Here is an interesting four part article on expansion picks from Bill James Online:

This is a tangent to the Clemens note, but why is it that steriod users who are known (Palmeiro), suspected (Bagwell), or overturned (Braun) are the scourge of baseball, but Andy Petite admitted to using HGH and he's a feel good story for his comeback?
a) You might be exaggerating the differences in public perceptions of these players. b) Everybody should be judged individually if you are going to do any judging at all. Honesty and treating the public with respect are virtues, too.
And how many points for "honesty" does Pettite get when, seeing the tide turn against McNamee, he essentially retracts previous testimony about seeing Clemens take PEDs? Zero from me.
I really like your stuff John, but to say that you're judging players for the HOF solely on performance is hard to take seriously. If Clemens were a racist, or a child molester, or selling cocaine to other players, or any one of a number of things you are likely to find offensive, I have no doubt it would affect your vote. Instead of masquerading as a guy who doesn't take morality into the equation, just admit that you do judge players against your moral code, but being against cheating isn't on the list.

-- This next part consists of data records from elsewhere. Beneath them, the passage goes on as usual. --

PR #5397, opened 2025-11-04
Don't auto-resize `ui.plotly` if `responsive === false`

falkoschindler:
### Motivation

With PR #5369 `ui.plotly will auto-resize even if the "responsive" option is set to `False`:
```py
ui.plotly({'config': {'responsive': False}}).classes('w-full')
```

### Implementation

This PR conditionally early-exits the auto-resize callback if the user opted-out the "responsive" configuration.

### Progress

### DIFF
--- a/nicegui/elements/plotly/plotly.vue
+++ b/nicegui/elements/plotly/plotly.vue
@@ -9,7 +9,10 @@ export default {
     this.Plotly = Plotly;
     this.update();
     this.$nextTick(() => {
-      this.resizeObserver = new ResizeObserver(() => this.Plotly.Plots.resize(this.$el));
+      this.resizeObserver = new ResizeObserver(() => {
+        if (this.options.config?.responsive === false) return;
+        this.Plotly.Plots.resize(this.$el);
+      });
       this.resizeObserver.observe(this.$el);
     });
   },


nicegui/elements/plotly/plotly.vue
```diff
@@ -9,7 +9,10 @@ export default {
     this.Plotly = Plotly;
     this.update();
     this.$nextTick(() => {
-      this.resizeObserver = new ResizeObserver(() => this.Plotly.Plots.resize(this.$el));
+      this.resizeObserver = new ResizeObserver(() => {
```
evnchn, line 12: We're creating an observer which doesn't nothing in this implementation, but this can possibly facilitate switch on or off the responsive.

evnchn (commented):
It's fine. Extremely similar to what I have wrote but I lacked the MRE to test it. 

Minor point: I'm contemplating whether we should create the resizeObserver in the first place.

nicegui/elements/plotly/plotly.vue
falkoschindler: Yes, options can change. So we need to check the current value of `options.config.responsive` whenever we observe a resize.

evnchn: Fair. Let's have that :rocket:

The logic behind the "I was ok with it because everyone else was doing it" argument is especially disappointing. If playing by the rules has no bearing on the game, then why bother having rules at all. Since we're not the morality police, let's just have the players snort coke, take steroids, beat their wives, sexually abuse their children, and steal the savings accounts of little old ladies.

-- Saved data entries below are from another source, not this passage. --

Issue #4870, opened 2025-06-16
3D Plotly figure jumps


lucasimi:
### First Check

- [x] I added a very descriptive title here.
- [x] This is not a Q&A. I am sure something is wrong with NiceGUI or its documentation.
- [x] I used the GitHub search to find a similar [issue](https://github.com/zauberzeug/nicegui/issues) and came up empty.

### Example Code

```python
import plotly.graph_objects as go
from nicegui import ui

fig = go.Figure(data=[go.Surface(z=[[1, 2], [3, 4]], colorscale="Viridis")])
fig.update_layout(uirevision="constant")
plot = ui.plotly(fig)


def change_colormap():
    fig.update_traces(colorscale="Cividis")
    plot.update_figure(fig)


ui.button("Change colormap", on_click=change_colormap)
ui.run()
```

### Description

When changing the colormap of a 3D Plotly figure rendered inside a NiceGUI app, the figure visibly "jumps" or the camera view resets briefly, which is jarring to the user.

But the reality is, of course we're the morality police. People are judged by more than performance, its just that everybody's moral compass is different. I have a hard time seeing how anyone would vote O.J. into the Hall if the vote was today, and then sit in the audience and applaud as he talked about his greatness on the field.

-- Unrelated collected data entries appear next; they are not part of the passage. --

PR #5419, opened 2025-11-07
Let pywebview create a storage path if needed

falkoschindler:
### Motivation

In #4882 we noticed problems with NiceGUI's random storage path for native apps based on `tempfile.mkdtemp()`. A bad path can cause `0x8000FFFF` WebView2 errors when calling `webview.start()`.

### Implementation

This PR removes our custom storage path and relies on webview's default. This kind of contradicts our discussion in #4805 where we hesitated to leave it up to pywebview. But experiments show that storage works as expected with privacy mode (the default) and without, even with multiple app instances.

### Progress

### DIFF
--- a/nicegui/native/native_mode.py
+++ b/nicegui/native/native_mode.py
@@ -5,7 +5,6 @@ import multiprocessing as mp
 import queue
 import socket
 import sys
-import tempfile
 import time
 import warnings
 from threading import Event, Thread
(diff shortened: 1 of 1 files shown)


evnchn (approved):
@falkoschindler we have discussed elsewhere that this code works. 

However, I can't believe that you were coding up some unnecessary stuff back in the day. That just isn't happening in my envision. So I would believe _the old code is once useful_. 

With this assumption, I hypothesize that the _old code was once necessary but now no-longer due to some changes in pywebview_, which is quite reasonable. 

Under this assumption, we can proceed with this PR, but to go the extra mile we may consider **put this at the top of the release notes** and/or **hyperlink to file a new issue** if this broke even after bumping pywebview / fresh Python environment (latter is unlikely since works on your machine, but former is still possible)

Judging solely on performance is exactly why writers shouldn't be judging players to begin with. They're captivated by their audience they're supposed to evaluate, in the same way that the SEC is with Wall Street. If the only criteria used to pick players for the HOF was actually performance, you could just use statistics like WARP and be done with it.

My apologies for the rant.
No apology necessary. I think you're spot on.
The main problem with your rant is that John doesn't actually say what you accuse him of. He says his job isn't to be a morality policeman, not that he would never allow moral issues to impact on a decision.
I really like the thought about struggling pitchers considering taking on the knuckleball. It would be great for baseball to have R.A. Dickey usher in a knuckleball renaissance after the pitch was so close to extinction just a couple of years ago.
When I lived in Single-A cities, I would often wonder why some of the fil-out-the-roster pitchers (the 27-year-olds with an 85 mph fastball) didn't give a knuckleball a shot as it was their only chance of moving up.

I know from experience that throwing one consistently from a mound isn't as easy as one might think - and I never had a professional batter ready to pounce on any flat ones. But if it's your only hope of cashing an MLB lotto ticket, what the heck -- you're going to be getting a real job in a year or two anyway.

I thought maybe it was a point of pride -- "I made it this far with the stuff I have (back in high school, I could throw that speed ball by you, make you look like a fool, boy) and if I could just get my slider to bite a little more and not telegraph my change-up..... Anyway, I'm not going to throw some sissy pitch like a knuckleball."

There is also the mental part -- committing to throwing a pitch that you know is going to get blasted if you make a mistake and then throwing it again after that inevitably happens.

But with Dickey's success, some undoubtedly will give it a shot -- and I'll love to see it.